O assunto é bem mais complexo do que isso (desculpa, Agamben!), mas esse pensamento sempre me chamou atenção porque sou uma pessoa que tem uma relação bem, como posso dizer, feliz (?) com meu passado: eu adoro. Gosto muito de relembrar minha infância, ver fotos, vídeos, reler meus diários e recordar situações que vivi. E tenho uma boa memória, o que me permite fazer isso com qualidade!

Eu acho que eu meio que sinto saudades. Não que eu queira voltar a ser criança, não é isso. Mas acho que algo se perde quando a gente cresce e talvez seja disso que eu sinta falta.

Das poucas vezes que tenho a chance de passar um tempo sozinha com uma criança, percebo que nós, adultos badass que somos, mais do que só a inocência, deixamos pra trás uma certa curiosidade pelo mundo. Simplesmente paramos de perguntar “por que?”. Também não temos mais paciência pra dar atenção e perder tempo com uma coisa boba. São poucas as pessoas que conseguem ficar horas fazendo a mesma atividade, que não vai dar em nada, como uma criança que se dedica horas a uma brincadeira. Também temos mais dificuldade de fazer amizades de repente – como elas fazem numa festinha de aniversário -, ou então de brigar, pedir desculpas logo em seguida, e voltar a fazer o que estávamos fazendo antes. Também é difícil fazer alguma coisa sem ter interesses, sem esperar algo em troca. E também de dar asas pra imaginação e acreditar nas ideias mais malucas e idiotas que passam pela cabeça. Esquecemos que podemos ter super poderes, que podemos ser homem e mulher e monstros e criaturas extraordinárias.

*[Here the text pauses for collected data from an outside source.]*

PR #630, opened 2025-08-24
Support skipping chunks without loading them into memory

fintelia:
This PR changes the decoder to skip chunks that are unrecognized or have the wrong size, without fulling loading them into memory first. It also means that a couple limits checks can be removed because the maximum memory that might be allocated is small and bounded.

Previously, the decoder would accept chunks that were too large and simply ignore any trailing bytes. After this PR, any such chunks are treated as corrupt. Before merging, we'll want to investigate whether overly large chunks are common in the wild.

### DIFF
--- a/src/decoder/stream.rs
+++ b/src/decoder/stream.rs
@@ -64,6 +64,8 @@ enum State {
     /// In this state we are reading chunk data from external input, and appending it to
     /// `ChunkState::raw_bytes`. Then if all data has been read, we parse the chunk.
     ReadChunkData(ChunkType),
+    /// Skip past chunk without processing it and then return the given value for the decoding result.
+    SkipChunk(Decoded),
     /// In this state we are reading image data from external input and feeding it directly into
     /// `StreamingDecoder::inflater`.
     ImageData(ChunkType),
@@ -270,8 +272,8 @@ pub(crate) enum FormatErrorInner {
     UnexpectedRestartOfDataChunkSequence {
         kind: ChunkType,
     },
-    /// Failure to parse a chunk, because the chunk didn't contain enough bytes.
-    ChunkTooShort {
+    /// Failure to parse a chunk, because the chunk had the wrong number of bytes.
+    ChunkLengthWrong {
         kind: ChunkType,
     },
     UnrecognizedCriticalChunk {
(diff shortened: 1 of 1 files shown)


src/decoder/stream.rs
```diff
@@ -988,6 +1004,63 @@ impl StreamingDecoder {
...
+            }
+            _ => {
+                self.current_chunk.remaining += 4; // Also skip the CRC
+                return Ok(State::SkipChunk(Decoded::SkippedAncillaryChunk(type_str)));
+            }
+        };
+
+        if !target_length.contains(&length) {
+            // Uncomment to detect unexpected chunk lengths during testing.
+            // panic!("chunk type_str={type_str:?} has length={length}, target_length={target_length:?}");
```
fintelia, line 1059: @Shnatsel if you have a chance to check whether this panic ever happens on your test corpus, that would be super helpful. Either to detect that I messed up one of the chunk size ranges or because there's some images with wrongly sized chunks

Shnatsel: Is this bit of code sufficient to exercise this codepath or do I need to invoke something else?

    let mut reader = Decoder::new(Cursor::new(image)).read_info().unwrap();
    reader.next_frame(output).unwrap();

fintelia: That should be mostly sufficient, however adding a `finish` call will also check any chunks after the image data:
```
...
reader.finish().unwrap();
```

Shnatsel: I don't see a single occurrence of that in the wild on none of my corpora. Only on test files and fuzzer-generated files.

This is very unusual. Something is clearly selecting against them. I suspect libpng just rejects such files outright, that's why none of them made it into my corpora.

Shnatsel: This is the code I've used:

```rust
use std::io::Cursor;

pub type BoxResult<T> = Result<T, Box<dyn std::error::Error + Send + Sync>>;

fn main() -> BoxResult<()> {
    let path = std::env::args_os().skip(1).next().expect("Please specify the input file");
    eprintln!("{}", path.display());
    let image = std::fs::read(path)?;
    let mut reader = png::Decoder::new(Cursor::new(image)).read_info()?;
    let mut output = vec![0; reader.output_buffer_size().unwrap()];
    reader.next_frame(&mut output)?;
    reader.finish()?;
    Ok(())
}
```

fintelia: That's especially weird because the PNG spec recommends ignoring invalid ancillary chunks rather than rejecting the files

src/decoder/stream.rs
```diff
@@ -988,6 +1004,63 @@ impl StreamingDecoder {
...
+
+            _ if is_critical(type_str) => {
+                return Err(DecodingError::Format(
+                    FormatErrorInner::UnrecognizedCriticalChunk { type_str }.into(),
+                ));
+            }
+            _ => {
+                self.current_chunk.remaining += 4; // Also skip the CRC
+                return Ok(State::SkipChunk(Decoded::SkippedAncillaryChunk(type_str)));
+            }
```
BenBE, line 1054: This allows for hiding CRC failures for auxiliary chunks, which previously were detected.

fintelia: Good catch. We should be considering `skip_ancillary_crc_failures` here

PR #631, opened 2025-08-26
Release information for 0.18.0

197g:
With the state machine change resolved and good feedback from the Chromium integration process, let's cut the full release for `0.18`. This branches also updates our dev-dependencies a bit to cut the depencency tree. (Most of the ~99 compiled crates are in criterion and clap, fine with me but if someone takes issue we can reduce that further).


197g:
Change notes were drafted along the release candidates. I _think_ they are up to date except for the state machine changes. Feel free to push notes into the branch, otherwise I'll update as soon as we agree on doing the release.

PR #632, opened 2025-08-28
perf: portable_simd 3bpp paeth filter

Sentimentron:
With `--features=unstable`, this implementation will decode up to 16 pixels at once.

Reduces the number of cycles required to decode a 768px row by 20-30% on Arm systems, and around 50-70% on x64 systems ([see discussion](https://github.com/image-rs/image-png/discussions/416)

Results on an AMD EPYC 7B13 system
    $  taskset -c 64-68 cargo +nightly bench --features=benchmarks,unstable -- filter=Paeth/bpp=3
    unfilter/filter=Paeth/bpp=3
        time:   [18.987 µs 18.994 µs 19.001 µs]
        thrpt:  [616.74 MiB/s 616.96 MiB/s 617.19 MiB/s]

    $ taskset -c 64-68 cargo +nightly bench --features=benchmarks,unstable -- filter=Paeth/bpp=3
        unfilter/filter=Paeth/bpp=3
            time:   [15.355 µs 15.361 µs 15.367 µs]
            thrpt:  [762.59 MiB/s 762.89 MiB/s 763.18 MiB/s]
        change:
            time:   [-19.180% -19.087% -19.007%] (p = 0.00 < 0.05)
            thrpt:  [+23.468% +23.589% +23.732%]


Sentimentron:
AI disclosure: I wrote an original sliding-window 3bpp Paeth portable_simd implementation and optimized it for best performance on the Cortex A520. I then used the Gemini family of LLMs to automatically refine the code to achieve the best possible code-generation and performance across all other micro-architectures. The PR is derived from that work, but includes documentation and other cleanups.

src/filter.rs
```diff
@@ -2,6 +2,175 @@ use core::convert::TryInto;
...
+        let (simd_prev_row, remainder_prev_row) = prev.split_at(chunks * STRIDE_BYTES);
+        let row_iter = simd_row.chunks_exact_mut(STRIDE_BYTES);
+        let prev_iter = simd_prev_row.chunks_exact(STRIDE_BYTES);
+        let combined_iter = row_iter.zip(prev_iter);
+
+        for (chunk, prev_chunk) in combined_iter {
+            let mut x: Simd<u8, STRIDE_BYTES> = Simd::<u8, STRIDE_BYTES>::from_slice(chunk);
+            let b: Simd<u8, STRIDE_BYTES> = Simd::<u8, STRIDE_BYTES>::from_slice(prev_chunk);
+
+            // Process the chunk using the SIMD helper, passing the initial 'c' (vlast)
```
Sentimentron: Remove (`vlast` was renamed to just `c`)

src/filter.rs
```diff
@@ -2,6 +2,175 @@ use core::convert::TryInto;
...
+            a = process_paeth_chunk_bpp3_s48(a, &b, c, &mut x);
+
+            // Update `vlast` for the next chunk: it's the upper-left of the next chunk,
```
Sentimentron: Ditto

src/filter.rs
```diff
@@ -2,6 +2,175 @@ use core::convert::TryInto;
...
+        process_pixel!(39);
+        process_pixel!(42);
+        process_pixel!(45);
+
+        *x_out += Simd::from_array(preds);
+        current_a
+    }
+
+    // Apply Paeth unfiltering in 16 pixel chunks (3bpp).
+    pub fn paeth_3bpp(current: &mut [u8], prev: &[u8]) {
```
Sentimentron: Revise to something more descriptive (e.g. `paeth_unfilter_3bpp`)

examples/unfilter_testbench.rs
```diff
@@ -0,0 +1,111 @@
+// Microbenchmark for all the various filters
```
Shnatsel: We already have a benchmark for unfiltering, https://github.com/image-rs/image-png/blob/master/benches/unfilter.rs

I think it would be better to unify them so that both are runnable through `cargo bench`

Sentimentron: I think I should remove this before merging: it's only really useful for the micro-architectural simulation (since Criterion.rs is not designed to run in such a restricted environment), but it's here in the PR for context and if you wish to request clarifications and changes.

examples/unfilter_testbench.rs
```diff
@@ -0,0 +1,111 @@
...
+
+use png::Filter;
+use std::hint::black_box;
+
+const CURRENT_ROW: [u8; 771] = [
+    30, 134, 150, 121, 53, 45, 57, 186, 248, 150, 4, 5, 212, 192, 104, 161, 238, 94, 32, 89, 199,
```
197g: Style nit: `include_bytes!` of a file with those bytes achieves the same result and a more readable module.  (Giving me strong C #embed vibes).

src/filter.rs
```diff
@@ -2,6 +2,185 @@ use core::convert::TryInto;
...
+    use core::convert::TryInto;
+    use core::simd::cmp::{SimdOrd, SimdPartialOrd};
+    use core::simd::num::{SimdInt, SimdUint};
+    use core::simd::{LaneCount, Simd, SupportedLaneCount};
+
+    // Import the fastest arch-specific scalar implementations from the outer crate.
+    #[cfg(target_arch = "aarch64")]
+    use crate::filter::filter_paeth as filter_paeth_decode;
+    #[cfg(target_arch = "x86_64")]
+    use crate::filter::filter_paeth_stbi as filter_paeth_decode;
```
fintelia: We should share this with the scalar logic (replacing the current `if` statement). And we'll want to pick something for non-x86_64 and non-aarch64 architectures to avoid a compile error.

Also, `filter_paeth_chosen` might be a good name?

src/filter.rs
```diff
@@ -2,6 +2,185 @@ use core::convert::TryInto;
...
+
+    // AArch64 Paeth predictor. Ported from the libpng implementation at
+    // https://github.com/pnggroup/libpng/blob/master/arm/filter_neon_intrinsics.c
```
fintelia: It is better to use [doc comments](https://doc.rust-lang.org/rust-by-example/meta/doc.html#doc-comments) (starting with `///`) to document methods since they are treated specially by Rust tooling.

src/filter.rs
```diff
@@ -574,25 +753,32 @@ pub(crate) fn unfilter(
...
-                        *c0 = c0.wrapping_add(filter_paeth_decode(a_bpp[0], *p0, c_bpp[0]));
-                        *c1 = c1.wrapping_add(filter_paeth_decode(a_bpp[1], *p1, c_bpp[1]));
-                        *c2 = c2.wrapping_add(filter_paeth_decode(a_bpp[2], *p2, c_bpp[2]));
-
-                        a_bpp = [*c0, *c1, *c2];
-                        c_bpp = [*p0, *p1, *p2];
+                        simd::paeth_unfilter_3bpp(current, previous);
+                    }
+                    #[cfg(not(feature = "unstable"))]
+                    {
```
fintelia: We went through a couple variations of cfg dispatch, and IMO the cleanest / least error-prone turned out to be: 
```rust
#[cfg(feature = "unstable")]
{
    simd::paeth_unfilter_3bpp(current, previous);
    return;
}

// Fallback case
let mut a_bpp = [0; 3];
let mut c_bpp = [0; 3];
...
```

fintelia (commented):
These are quite significant improvements! On my Zen 3 machine, I see a ~11% speed improvement compiling with the default x86-64 target, and a ~30% improvement when compiling for  `x86-64-v2` or `x86-64-v3`

src/filter.rs
Sentimentron: Fixed in subsequent commit

src/filter.rs
Sentimentron: Fixed in subsequent commit

src/filter.rs
Sentimentron: Fixed with new name in subsequent commit

examples/unfilter_testbench.rs
Sentimentron: Now removed from latest tip

Shnatsel:
That is correct, `portable_simd` does not do runtime feature selection. 

It can be added as a layer on top of `portable_simd` but that will require some `unsafe` in the implementation. The [`multiversion`](https://crates.io/crates/multiversion) crate provides a safe wrapper around that using a proc macro.

I suggest exploring multiversioning separately from this PR, since it is a mostly orthogonal concern.

Shnatsel:
We never really got 3bpp Paeth to vectorize, so it makes sense that large gains are possible here.

On a desktop Zen4 the difference is under 5%, but at least it seems to be stable and not noise. "My CPU is too good for optimization work" is a weird problem to have.

Shnatsel:
Bad news: this is a 10% regression on an Apple M4 laptop.

Measured with `cargo +nightly bench --features=benchmarks,unstable -- filter=Paeth/bpp=3`

Sentimentron:
Yes, looks like I get a similar result on my personal M2 laptop:

```
unfilter/filter=Paeth/bpp=3
                        time:   [19.663 µs 19.667 µs 19.671 µs]
                        thrpt:  [595.75 MiB/s 595.87 MiB/s 595.98 MiB/s]
                 change:
                        time:   [+11.301% +11.404% +11.494%] (p = 0.00 < 0.05)
                        thrpt:  [-10.309% -10.236% -10.154%]
                        Performance has regressed.
``` 

I don't know if the LLVM cost model for the M1 is in any way accurate, but I think we can gate this off for Mac OS for now.

Shnatsel:
Apple uses LLVM for all their C/C++/Objective-C/Swift compilation, so I'd be very much surprised if the LLVM cost model for Apple was way off.

I am curious what your microarchitecture simulator (llvm-mca?) has to say about this code on Apple systems. If it still shows a performance improvement on Apple, that's a major red flag flag for its reliability.

Sentimentron:
Looking at the public LLVM cost model, seems like all the Apple cores are modelled using this SchedCyclone def:

https://github.com/llvm/llvm-project/blame/main/llvm/lib/Target/AArch64/AArch64SchedCyclone.td

Doesn’t seem to have received any significant updates in the last 11 years or so. It’s possible that they do this properly in their proprietary Clang, but I don’t think the LLVM MCA-based simulator that I can run will accurately model this processor. This work is mostly about lifting up the Arm low-end (Cortex A520/A35/A53) which are all relatively simple to model - any extra things that benefit are just a bonus!

Shnatsel:
I wonder if this is at all beneficial in practice on lower-end ARM, since older SoCs are heavily bottlenecked by memory bandwidth, so microarchitectural optimizations might be entirely irrelevant.

It's a hassle to get benchmarks from Android, but maybe we could get this benchmarked on a Raspberry Pi or some such?

awxkee:
Making effective intrinsics on NEON for such a small series like `[u8; 3]` is incredible complicated even with direct intrinsics, I almost never had success with this. NEON instructions are power hungry so instead of cheap scalar instructions on big cores they consule roughly 2 times more energy to execute and cause more heat, to process such a small series. As a result, this can lead to throttling.

> Does PNG decoding get scheduled onto little cores often? I would imagine that interactive workloads like web browsing would run mostly on the big cores, with the little ones mostly getting non-interactive background processes.

It starts on the little cores, and if the workload does not decrease, it switches to the big cores (if not pinned). After that, it may throttle.

Sentimentron:
> ~I'm curious what the microarchitecture simulator has to say about #635 which significantly improves benchmarks for x86_64, Apple M3 and gives an especially huge boost to Graviton 3.~ I misread the benchmarks, it actually regresses ARM a lot. Never mind.

I was curious too. Testing #635, the micro-architecture simulator indicates this:
Filter | Arm Cortex A520 | Arm Cortex X4 | Intel Arrow Lake | AMD Zen 5 | Arm Cortex A520 (baseline cycles) | Arm Cortex X4 (baseline cycles) | Intel Arrow Lake (baseline cycles) | AMD Zen 5 (baseline cycles)
-- | -- | -- | -- | -- | -- | -- | -- | --
Paeth (3bpp) | -13.92% | -18.52% | 1.35% | 0.20% | 1073543 | 520265 | 1158373 | 505037
Paeth (4bpp) | 9.53% | -7.49% | 6.28% | -4.25% | 885251 | 288701 | 413955 | 259222

The PR doesn't say which CPU it was measured on, but the results indicate a 6% uplift on both bpp=3 and bpp=4. I've measured it on my Epyc system and it yields about a 2% uplift. It's not surprising that the micro-arch simulation is a little off for the reasons I've discussed (it assumes basically a "perfect" path to main memory with no latency), this is what LLVM's cost-model _thinks_ the code will cost to execute. A theoretically worse solution can be better in practise as long as it decreases stalled cycles.

awxkee:
FWIW 
To make this PR effective on NEON, it’s necessary to figure out a way to utilize the pipeline and instruction scheduling, to compensate introduced latency. On AArch64, you can’t just generate nearly the same amount of code with more power hungry instructions and expect guaranteed performance improvements. Some gains might appear sometimes, but they often come at the cost of shifting work from one bottleneck to another.
For example, instead of processing `pixel(row, 0), pixel(row, 1), pixel(row, 2)`, process `process_pixels(row0, row1, row2, row3, 0), process_pixels(row0, row1, row2, row3, 1)` to give LLVM chance to schedule instructions on the NEON pipeline, since multiple rows will be processed for the same latency ( as they are not blocking each other ) if there is more than one SIMD unit on a chip.

Sentimentron:
Yes, you've very succinctly highlighted the main problem with optimizing anything for AArch64: there are some wildly different micro-architectures, and it's not always possible to get an uplift on everything in all circumstances. There are very big out-of-order cores like the X4 where instruction scheduling doesn't matter so much, and some that are effectively in-order (though dual-issue) like the Cortex-A53/Cortex-A35/Cortex-A520 (little family), where instruction scheduling matters an awful lot. The little cores tend to be 30-40% of the performance of the big cores. I'm intrigued at breaking the data-dependency vertically, but I think it would probably work best for really small images due to the data locality. 

<details>
<summary>Disclosure</summary>
I worked at Arm for around 10 years on AArch64 software optimization. I currently work in Google's Pixel software division on optimizing Chrome's performance on AArch64. This contribution is on behalf of my current employer.
</details>

Sentimentron:
Although, @awxkee's comment does have some truth to it. Switching off SLP auto-vectorization entirely (i.e. no neon generated):

```
$ RUSTFLAGS="-C llvm-args=--slp-threshold=30000" cargo +nightly bench --features=benchmarks -- filter=Paeth/bpp=3
unfilter/filter=Paeth/bpp=3
                        time:   [14.587 µs 14.619 µs 14.675 µs]
                        thrpt:  [798.57 MiB/s 801.59 MiB/s 803.35 MiB/s]
                 change:
                        time:   [-17.228% -17.138% -16.971%] (p = 0.00 < 0.05)
                        thrpt:  [+20.440% +20.683% +20.813%]
                        Performance has improved.
```

This indicates that... yes, someone should definitely try and model Apple Silicon a bit better in upstream LLVM: it's a very unusual CPU.

Sentimentron:
@awxkee thank you for the discussion.

Doing this (or not) is a strategic trade-off. The Paeth filter's unbreakable top-to-bottom, left-to-right data dependency and its many formulations make it really challenging to optimize (especially the 3bpp version). With that constraint in mind, this implementation succeeds in its primary goal: delivering a significant performance improvement for low-end Arm cores and most x64 systems, which will benefit many users. By explicitly writing a SIMD-style solution, it delivers reasonable performance irrespective of whether LLVM's SLP auto-vectorization is working effectively, without the maintenance overhead of architecture-specific intrinsics.

To handle the regressions, my preferred solution is to gate the new code behind a `cfg` flag and switch it off on platforms like Apple Silicon. Let me know your thoughts on this approach.

Sentimentron:
@197g that's an interesting idea, and it brings up an important point about how we should handle performance features.

The `unstable` feature flag, in my opinion, should serve as a well-managed "expert mode" for sophisticated users who are willing to use a nightly compiler to get bleeding-edge performance. It's not a guarantee of universal improvement, but it's an opportunity to gain access to something potentially faster. However, we shouldn't put something in that mode if it's definitely known to regress a given platform: it breaks the implicit good-faith promise that the `unstable` feature makes. I think that `cfg(not(any(target_os="ios", target_os="macos")))` is OK for this: the code can still be tested on MacOS in this config, it just won't be used when decoding images.

Should I proceed with gating the code off for Apple Silicon?

Shnatsel:
Apple Silicon also has big and little cores. I've only benchmarked with the built-in harness which runs in a loop for a long time, so I assume it gets placed on the big core. It's possible that on the little cores this would be beneficial on Apple Silicon; I think we should benchmark with core pinning before gating it off.

Sentimentron:
I found a couple of ways to try and measure this, the first is using the `taskpolicy` command:

```
$ taskpolicy -b cargo +nightly bench --features=benchmarks -- filter=Paeth/bpp=3
unfilter/filter=Paeth/bpp=3
                        time:   [70.397 µs 70.568 µs 70.719 µs]
                        thrpt:  [165.71 MiB/s 166.06 MiB/s 166.47 MiB/s]
                 change:
                        time:   [+0.0841% +2.6611% +5.2874%] (p = 0.04 < 0.05)
                        thrpt:  [−5.0219% −2.5921% −0.0841%]
Found 14 outliers among 100 measurements (14.00%)
  9 (9.00%) low severe
  1 (1.00%) low mild
  3 (3.00%) high mild
  1 (1.00%) high severe

$ taskpolicy -b cargo +nightly bench --features=benchmarks,unstable -- filter=Paeth/bpp=3
unfilter/filter=Paeth/bpp=3
                        time:   [83.191 µs 83.257 µs 83.331 µs]
                        thrpt:  [140.63 MiB/s 140.75 MiB/s 140.87 MiB/s]
                 change:
                        time:   [+18.000% +19.620% +21.775%] (p = 0.00 < 0.05)
                        thrpt:  [−17.881% −16.402% −15.254%]
                        Performance has regressed.
Found 11 outliers among 100 measurements (11.00%)
  3 (3.00%) low severe
```

That's at background QoS level (so barely idle) - it's actually quite comparable to the performance on an Cortex A520, despite being a vastly more powerful chip. Playing with the latency and throughput tiers did not reveal any interesting behaviour. The other option seems to be putting the device on low power mode:

```
$ taskpolicy -a cargo +nightly bench --features=benchmarks -- filter=Paeth/bpp=3
                        time:   [31.426 µs 31.440 µs 31.459 µs]
                        thrpt:  [372.51 MiB/s 372.73 MiB/s 372.90 MiB/s]
                 change:
                        time:   [−0.9927% −0.6168% −0.3670%] (p = 0.00 < 0.05)
                        thrpt:  [+0.3683% +0.6206% +1.0026%]

$ taskpolicy -a cargo +nightly bench --features=benchmarks,unstable -- filter=Paeth/bpp=3
unfilter/filter=Paeth/bpp=3
                        time:   [35.013 µs 35.018 µs 35.024 µs]
                        thrpt:  [334.59 MiB/s 334.65 MiB/s 334.70 MiB/s]
                 change:
                        time:   [+11.368% +11.424% +11.485%] (p = 0.00 < 0.05)
                        thrpt:  [−10.302% −10.253% −10.208%]
                        Performance has regressed.
  2 (2.00%) high mild
  4 (4.00%) high severe
```

I'm not sure whether this means background QoS = efficiency core at the lowest frequency and low power mode = efficiency core at the higher frequency, or low power mode = performance core at the lowest frequency. 

But basically, seems whatever issue is affecting Apple Silicon, it's worse on the efficiency core.

Sentimentron:
`cfg` gate has been implemented, PR is ready for the next round of review

src/filter.rs
```diff
@@ -573,6 +774,11 @@ pub(crate) fn unfilter(
                         }
                     }
                     BytesPerPixel::Three => {
+                        #[cfg(all(feature = "unstable", not(target_vendor = "apple")))]
```
197g, line 775: Could you comment here linking to the benchmark tables in the PR thread? Maybe with some of the key numbers but it does not duplicate all the details.

Sentimentron: Addressed in next round.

Não, não dá pra fazer isso porque tem alguém ali te observando. A gente cresce e desenvolve um monte de filtros. Somos todos críticos e julgadores, dos outros e de nós mesmos. Parece que andamos com um facão na mão, cortando e podando o que vemos pela frente, o que não está de acordo com o padrão, com o que um ser humano normal deveria ser.

Eu sei que estou generalizando, mas vocês entenderam o que eu quis dizer? É um tipo de relação com o mundo assim que eu sinto falta, com menos julgamentos, menos critérios, menos interesses. Acho que isso atrapalha mais as coisas e causa mais problemas do que a gente imagina…

Essa frase clichê de que “tem uma criança dentro de todos nós” é muito bonitinha, mas cada vez mais duvido disso. Quero dizer, pode até ser que tenha, mas bora escavar porque ela deve estar enterrada em algum canto.

*A foto é do Robert Doisneau.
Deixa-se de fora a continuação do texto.